As is often the case with IRC changes, Congress enacted these provisions in a rush, without carefully considering all the technical requirements the changes might make to the annuity business and to consumers having interests in the products.

Since one of the exemptions to the 10% tax penalty on distributions prior to age 59 1/2 was upon death of the “holder,” it became important to establish which party to an annuity was the “holder.”

Almost immediately, the annuity industry had to deal with the question of who was the “holder” of a deferred annuity contract for purposes of the IRC. Was it the owner or the annuitant? Likewise, the death of the “holder” became the operative event to force minimum distributions–not death of the annuitant as had been the case for millennia.

The IRC also allows exemptions for “spousal beneficiaries,” making it wise to have the annuity owner’s spouse be the beneficiary of the contract’s death proceeds.

The annuity industry tried to obtain clarification that the exemption would apply upon death of either the annuity owner annuity or the annuitant. This would have resulted in avoiding the tax penalty regardless of which of the two major parties to a deferred annuity died.

Unfortunately, the IRS would not support this request. The determination was made that the deferred annuity’s owner was the “holder” for purposes of applying the exemption to the tax penalty. This had the effect of changing the way people have looked at annuities from time immemorial.

For tax purposes, the industry had to change its annuity policies to require distribution upon death of the owner, even if the annuitant were still alive. There were provisions that permitted penalty-free distributions for the life expectancy of a beneficiary (which could be the annuitant), but the annuity owner became the important life, not the annuitant.

This gave rise to a new type of deferred annuity–the “owner-driven” contract as opposed to the traditional “annuitant-driven” annuity. (See chart for definitions.) However, to comply with Section 72(s), there must also be a provision that forces distribution upon death of the owner.

What difference does it make? Consider this example: A married couple wants to purchase a deferred annuity. The couple wants its only child to have whatever assets are left after both spouses die. Often, such a couple will have the husband be the owner and, since women tend to live longer than men, the wife be the annuitant with the child as the beneficiary.

If the annuity is owner-driven and if the annuitant dies before the owner, there is no forced distribution to the child as beneficiary. However, if the annuity requires distribution upon death of either owner or annuitant and if the wife dies before the husband, the husband loses all interest in the contract (probably not their intent). The child, as beneficiary, now has all rights under the contract.

Moreover, the law states that the tax penalty is not waived upon death of anyone except the “holder”–i.e. the husband. Worse, the exemption from tax penalty for distributions under age 59 1/2 applies to the age of the person receiving distribution–not the age of the deceased or of the “holder.”

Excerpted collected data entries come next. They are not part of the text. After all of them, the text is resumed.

Issue #201, opened 2024-02-16
Issue of reordering


jrycw:
I'm currently following the examples provided in [countrypops](https://github.com/posit-dev/great-tables/blob/main/docs/examples/index.qmd#L73-L107), but I'm encountering some unexpected results. One immediate observation is that "New Zealand" should be classified under the region of "Australasia" according to the `countries dict`.
![fig_orig](https://github.com/posit-dev/great-tables/assets/67060418/111776d9-7dfc-40b1-87a0-c6dc07270e24)

I attempted to address this issue using `pandas`, and the results appeared to be more accurate this time.
``` python
from great_tables import GT
from great_tables.data import countrypops


countries = {
    "Australasia": ["AU", "NZ"],
    "Melanesia": ["NC", "PG", "SB", "VU"],
    "Micronesia": ["FM", "GU", "KI", "MH", "MP", "NR", "PW"],
    "Polynesia": ["PF", "WS", "TO", "TV"],
}

region_to_country = {
    region: country for country, regions in countries.items() for region in regions
}


def rename_cols(df_):
    df_.columns.name = ""
    df_.columns = df_.columns.astype(str)
    return df_


wide_pops_pd = (
    countrypops.query(
        "country_code_2.isin(@region_to_country.keys()) and year.isin([2000, 2010, 2020])"
    )
    .assign(region=lambda df_: df_.country_code_2.replace(region_to_country))
    .pivot(
        index=[
            "region",
            "country_name",
        ],
        columns=["year"],
        values=["population"],
    )
    .droplevel(level=0, axis=1)
    .pipe(rename_cols)
    .reset_index()
    .sort_values(["region", "2020"], ascending=[True, False])
)

(
    GT(wide_pops_pd, rowname_col="country_name", groupname_col="region")
    .tab_header(title="Populations of Oceania's Countries in 2000, 2010, and 2020")
    .tab_spanner(label="Total Population", columns=wide_pops_pd.columns.tolist())
    .fmt_integer()
)
```
![fig_modified](https://github.com/posit-dev/great-tables/assets/67060418/1e32f285-de2f-42a6-aead-8f04d0940d37)

It appears that the problem may stem from the code that manipulates `Polars`, but I'm having difficulty tracing the exact source of the issue.

I suspect there may be some flawed logic in the codebase when recording the rows from `Polars`.

jrycw:
[...]

PR #202, opened 2024-02-16
fix: iterate over sorted rows for rendering

machow:
This PR addresses #201, by ensuring we iterate over rows sorted by grouping when rendering.

### DIFF
--- a/great_tables/_utils_render_html.py
+++ b/great_tables/_utils_render_html.py
@@ -5,6 +5,7 @@ from typing import List, Any, cast
 from htmltools import tags, HTML, css, TagList
 from itertools import groupby, chain
 from ._text import StringBuilder, _process_text, _process_text_id
+from .utils_render_common import get_row_reorder_df
 
 
 def create_heading_component_h(data: GTData) -> StringBuilder:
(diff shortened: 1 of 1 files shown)


machow:
I can pick this one back up! (changed the assignee)

machow:
There is an extra entry in group B in our test. From pairing w/ Rich it sounds like maybe an off by 1 error

image

machow:
Okay, I've gotten the snapshot to produce the correct output. I'm not sure how `.indices_map()` works in the original R program, but I tweaked it to return 1 entry per row, so we can iterate over it directly when rendering. In general, I think it'd be useful for us to trace / sequence diagram when things get reordered. The internal logic is clear, but it seems a bit tricky to know when/where all reorderings have happened!

rich-iannone:
> Okay, I've gotten the snapshot to produce the correct output. I'm not sure how `.indices_map()` works in the original R program, but I tweaked it to return 1 entry per row, so we can iterate over it directly when rendering. In general, I think it'd be useful for us to trace / sequence diagram when things get reordered. The internal logic is clear, but it seems a bit tricky to know when/where all reorderings have happened!

It *is* tricky. Was that way in the R implementation as well. But I found peace there after lots of patches and extensive testing (it became a solved problem). Definitely would be good for us to diagram/explain the internals a bit!

rich-iannone (approved):
Looks great, thank you!

jrycw:
Nice work!

Issue #204, opened 2024-02-18
`data_color()` is not compatible with mizani 0.9.3 when missing values are present


mattheaphy:
The `data_color()` method relies on `mizani.palettes.gradient_n_pal()` to create color palette functions: https://github.com/posit-dev/great-tables/blob/c288893ccfc6a4c44c42354f43e2043eeef234fd/great_tables/_data_color/base.py#L252

In older versions of mizani, a function produced by `gradient_n_pal()` returns `np.nan` when fed missing values. The current version of mizani returns `None` whenever it sees a missing value. 

`data_color()` handles the latter situation, but not the former: https://github.com/posit-dev/great-tables/blob/c288893ccfc6a4c44c42354f43e2043eeef234fd/great_tables/_data_color/base.py#L258

It would be helpful to adjust the prior line so that `na_color` also replaces `np.nan`. For example:

`color_vals = [na_color if x is None or x != x else x for x in color_vals]`

Alternatively, the minimum required version of mizani could be increased to dodge this issue.

mattheaphy:
Thanks for the update!

PR #205, opened 2024-02-19
Ensure that np.nan values are replaced with 'na_color=` vals

rich-iannone:
The `data_color()` method relies on `mizani.palettes.gradient_n_pal()` to create color palette functions. However, In older versions of mizani, a function produced by `gradient_n_pal()` returns `np.nan` when given missing values. The current version of mizani returns `None` on missing values.

This PR provides wider compatibility with mizani by ensuring both behaviors are handled. The only change required is to the list comprehension here

```python
color_vals = [na_color if x is None else x for x in color_vals] 
```

becoming:

```python
color_vals = [na_color if x is None or x != x else x for x in color_vals]
```

Fixes: https://github.com/posit-dev/great-tables/issues/204

### DIFF
--- a/great_tables/_data_color/base.py
+++ b/great_tables/_data_color/base.py
@@ -255,7 +255,7 @@ def data_color(
         color_vals = color_scale_fn(scaled_vals)
 
         # Replace 'None' and 'np.nan' values in `color_vals` with the `na_color=` color
-        color_vals = [na_color if x is None or x != x else x for x in color_vals]
+        color_vals = [na_color if is_na(data_table, x) else x for x in color_vals]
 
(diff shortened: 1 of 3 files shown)


machow:
From pairing, I can pick this one up and run with it

machow:
@rich-iannone I can't assign you as a reviewer, but just wanted to double check that this looks okay to merge!

rich-iannone:
That's weird. Will review now!

rich-iannone:
Oh, I think it's because I opened the PR and GH doesn't allow 'self-review' :\

rich-iannone:
So, you're good to merge!

PR #207, opened 2024-02-22
Remove type annotations from docstrings

rich-iannone:
This removes all type annotations from docstrings. They aren't needed since griffe generates them automatically.


machow:
Yo, thanks for all this cleanup work!

machow (approved):

Issue #203, opened 2024-02-17
ability to save table to a png


bkxndata:
Amazing work on this project -- I'm highly appreciative

I'm curious if there is any way to save a table to a .png (or any sort of image).  I'm looking for something similar to the gtsave package in gt.  I know there's a way to render the html code, but curious if I'm missing a way to export to image.

Thank you in advance

rich-iannone:
Use this: https://github.com/vgalin/html2image

rich-iannone:
From Discord user `dersu` in great_tables server, this code can be adapted:

```python
from html2image import Html2Image
from IPython.core.display import HTML

html_file_path = r"C:\Scripts\test.html"

# Get the HTML content from the displayed output
html_content = HTML(gt._repr_html_()).data

# Save the HTML content to a file
with open(html_file_path, "w") as f:
    f.write(html_content)

# Instantiate Html2Image
hti = Html2Image()

# Screenshot an HTML file
hti.screenshot(
    html_file=html_file_path, save_as="test.png"
)
```

rich-iannone:
^^^ tried this approach. Was a bit disappointed with the result. You can’t target the table element, the image is at a low resolution, and it’s uncropped. 

Another way is to use Selenium, which provides more access to the Chrome Webdriver. And you can target the table element too.

Yasin197:
> Amazing work on this project -- I'm highly appreciative
> 
> I'm curious if there is any way to save a table to a .png (or any sort of image).  I'm looking for something similar to the gtsave package in gt.  I know there's a way to render the html code, but curious if I'm missing a way to export to image.
> 
> Thank you in advance
> 
> 

Hi, do you have an example where your concert the GT table into HTML?

Issue #177, opened 2024-02-06
Implement `gtsave()`


machow:
Could be `GT.save()` or `GT.to_image()`, etc..

PR #208, opened 2024-02-22
Add the `.save()` and `.as_raw_html()` methods

rich-iannone:
This adds the `.save()` and `.as_raw_html()` methods. The first allows for image export of a GT table. It uses Selenium and the Chrome webdriver to take the screenshot, leaving cropping of the table to the PIL (via pillow) library. The user is able to control the detail of the resulting image via the `zoom=` argument; the `expand=` argument allows for a looser cropping of the table image for a better presentation. It's possible to save to a PNG, PDF, TIFF, BMP, or GIF file; this is detected from the file extension of the provided output filename.

The `.as_raw_html()` method facilitates the export of an HTML fragment for the table. This is useful for inspecting the table HTML and also for embedding the self-contained table into other environments.

Fixes: https://github.com/posit-dev/great-tables/issues/177
Fixes: https://github.com/posit-dev/great-tables/issues/203


great_tables/gt.py
```diff
@@ -403,17 +404,150 @@ def _get_column_of_values(gt: GT, column_name: str, context: str) -> List[str]:
...
+    -------
+    str
+        An HTML fragment containing a table.
     """
     gt_built = gt._build_data(context="html")
     html_table = gt_built._render_as_html()
     return html_table
+
+
+def gtsave(
```
machow, line 429: Can we move this logic out of `gt.py`? It seems helpful to restrict this file to the creation of the GT class (which is mostly a wrapper around other things)

pyproject.toml
```diff
@@ -42,10 +42,12 @@ dependencies = [
     "typing_extensions>=3.10.0.0",
     "packaging>=20.9",
     "pandas>=1.4.2",
+    "Pillow>=10.2.0",
     "numpy>=1.22.4",
     "Babel>=2.13.1",
     "mizani>=0.9.3",
-    "webcolors",
+    "selenium>=4.18.1",
```
machow, line 49: I wonder if it's worth making this (and Pillow) an optional dependency? We could make a set of optional dependencies called `web` or similar, and queue users to `pip install 'great_tables[html]'` or `pip install 'great_tables[web]'`

(I'm def open to us keeping it as required!)

machow (changes requested):
This is looking great! I left some questions about whether `as_raw_html` might be duplicating render, and whether we might make `gtsave()` a method.

(I did try running the code, and wanted to check on these things first!)

great_tables/gt.py
```diff
@@ -403,17 +404,150 @@ def _get_column_of_values(gt: GT, column_name: str, context: str) -> List[str]:
     return cell_values
 
 
-def _as_raw_html(gt: GT) -> str:
+def as_raw_html(gt: GT) -> str:
```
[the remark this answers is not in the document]
rich-iannone: It is, for now. I think we'd want to have a scoped method just for HTML so we could add useful arguments for how the HTML should be extracted/processed. For instance, an `inline_css=` argument is something we do want (for HTML email, and other HTML embedding elsewhere). And there are other possibilities for HTML table composition that would work better in `as_raw_html()` compared to the more general `render()` method.

great_tables/gt.py
rich-iannone: Putting all of this into `_export.py`.

great_tables/gt.py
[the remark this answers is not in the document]
machow: Ah, that makes sense! Looking at the R reference, it looks like render tries to produce a nice output for display, but as you mentioned, the `as_*()` functions have some extra options. I can definitely see the value of having more granular `as_*()` funcs.

It seems like...

* They'd be useful as functions (e.g. `GT.as_html()`). But we could attach them similar to formatters?
* It makes a lot of sense why there is some duplication there, thanks for walking me through it!

pyproject.toml
rich-iannone: I moved those deps into `extra`. Will document in README about the different pip install options.

great_tables/_gt_data.py
```diff
@@ -89,6 +90,16 @@ def from_data(
             _options=Options(),
         )
 
+        if id is not None:
```
machow, line 93: Could this happen directly above (on line 90), when the Options object is initially created?

great_tables/_gt_data.py
```diff
@@ -1136,6 +1144,9 @@ class Options:
     quarto_disable_processing: OptionsInfo = OptionsInfo(False, "quarto", "logical", False)
     quarto_use_bootstrap: OptionsInfo = OptionsInfo(False, "quarto", "logical", False)
 
+    def _replace(self, **kwargs: OptionsInfo) -> Self:
```
machow, line 1147: (See comment above.) I think we can remove this, since the dataclasses.replace function works okay here.

machow (changes requested):

great_tables/_gt_data.py
rich-iannone: Now done, thanks for pairing on this.

great_tables/_export.py
```diff
@@ -0,0 +1,246 @@
...
+        path.
+
+    Details
+    -------
+    We create the output file based on the HTML version of the table. With the filename extension
+    .png, we get a PNG image file. Using .pdf will yield a PDF document. The other file extensions
+    supported are .gif, .bmp, .tif, and .tiff. The file extension is used to determine the format of
+    the output file.
+
+    This process is facilitated by two libraries:
```
machow, line 90:
```suggestion
    Details
    -------
    We create the output file based on the HTML version of the table.

    This process is facilitated by two libraries:
```


I think this is okay to remove, since the file extension determining the format is mentioned in the initial description: 

> Finally, and the resulting image is saved to the specified file path in the format specified (via the file extension).

great_tables/_export.py
```diff
@@ -0,0 +1,246 @@
...
+        "gif": "gif",
+        "bmp": "bmp",
+        "tif": "tiff",
+        "tiff": "tiff",
+        "pdf": "pdf",
+    }
+
+    # Get the PIL format from the file extension
+    pil_format = pil_formats[file_extension]
+
```
machow, line 162:
```suggestion
    pil_format = file_extension
```

WDYT of us just passing the file_extension directly into PIL, and telling users that's what happens. This way, they can use any of the PIL output types, and take advantage of the pillow docs.

For example, we could say it gets passed straight to the `PIL.Image.save()` method.

great_tables/_utils.py
```diff
@@ -1,9 +1,24 @@
...
 
+def _try_import(name: str, pip_install_line: Optional[str] = None) -> ModuleType:
+    try:
+        return importlib.import_module(name)
+    except ImportError:
+        if pip_install_line is not None:
+            raise ImportError(
+                f"""Module {name} not found
+                - run `{pip_install_line}` to install."""
+            )
```
machow, line 17:
```suggestion
            raise ImportError(
                f"Module {name} not found. Run the following to install."
                f"\n\n`{pip_install_line}`"
            ) from None
```

The spacing of this multiline string deeply indents the `- run...` part.

image

I added a `from None`, so the stack trace isn't so deep!

great_tables/_export.py
```diff
@@ -0,0 +1,246 @@
...
+    str
+        An HTML fragment containing a table.
+    """
+    return self._build_data(context="html")._render_as_html()
+
+
+def save(
+    self: GTData,
+    filename: str,
+    path: Optional[str] = None,
```
machow, line 32: Can we match tools like polars and pandas, and...

* remove the path paramter
* (polars uses the name "file" for filename, and slashes are interpreted as directories; pandas uses the name path_or_buf, which seems a bit gratuitous!)

It seems like the full file path can just be passed straight into PIL. See PIL's [.save() method docs](https://pillow.readthedocs.io/en/stable/reference/Image.html#PIL.Image.Image.save)

great_tables/_export.py
```diff
@@ -0,0 +1,246 @@
...
+    pil_format = pil_formats[file_extension]
+
+    # Get the HTML content from the displayed output
+    html_content = as_raw_html(self=self)
+
+    # Create a temp directory to store the HTML file
+    temp_dir = tempfile.mkdtemp()
+
+    # Create a temp file to store the HTML file; use the .html file extension
+    temp_file = tempfile.mkstemp(dir=temp_dir, suffix=".html")
```
machow, line 170: We have to manually delete this file when we're done with it (unfortunately this detail is buried at the bottom of `tempfile.mkstemp()` 😭 )

You can use a context handler to do it automatically. This is important, because if the code errors, the context handler will still make sure to delete the file...

```
with tempfile.TemporaryFile() as fp:
    fp.write(b'Hello world!')
    fp.seek(0)
    fp.read()
```

Note that the file gets deleted after the `with` block, so everything using the file needs to go in there.

machow (changes requested):
This is looking great! I pulled the PR locally and tested out saving images. I've left some comments based on:

* **small docstring improvements** based on where I looked for info (e.g. it took me a sec to find what I should write for the extension, so I left a suggestion to move it up into parameters)
* **technical pieces** (tempfile needs to be deleted after use; shortening try_import stack trace)
* **parameters:** a suggestion to remove the path argument, using pandas, polars, and PIL for inspiration (they just use a single name, which can include folders; no need for extra handling internally.)

great_tables/_export.py
rich-iannone: I like it! Was actually unaware PIL could do this.

machow (approved):
This looks great--thanks for knocking out all the changes!

Since many of the commits are simply "Update file.py", WDYT of use doing a squash merge?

Thus, in an annuitant-driven contract where the annuitant is not the owner and the annuitant dies first and the beneficiary is under age 59 1/2 , not only does the owner lose all rights to the value of the contract, but also the beneficiary could be subject to a 10% tax penalty on the taxable portion of the proceeds as well.

We know of no cases where this problem has resulted in tax penalties being assessed. However, this clearly illustrates the necessity of having correct designations with respect to ownership and the other relationships involved in annuities.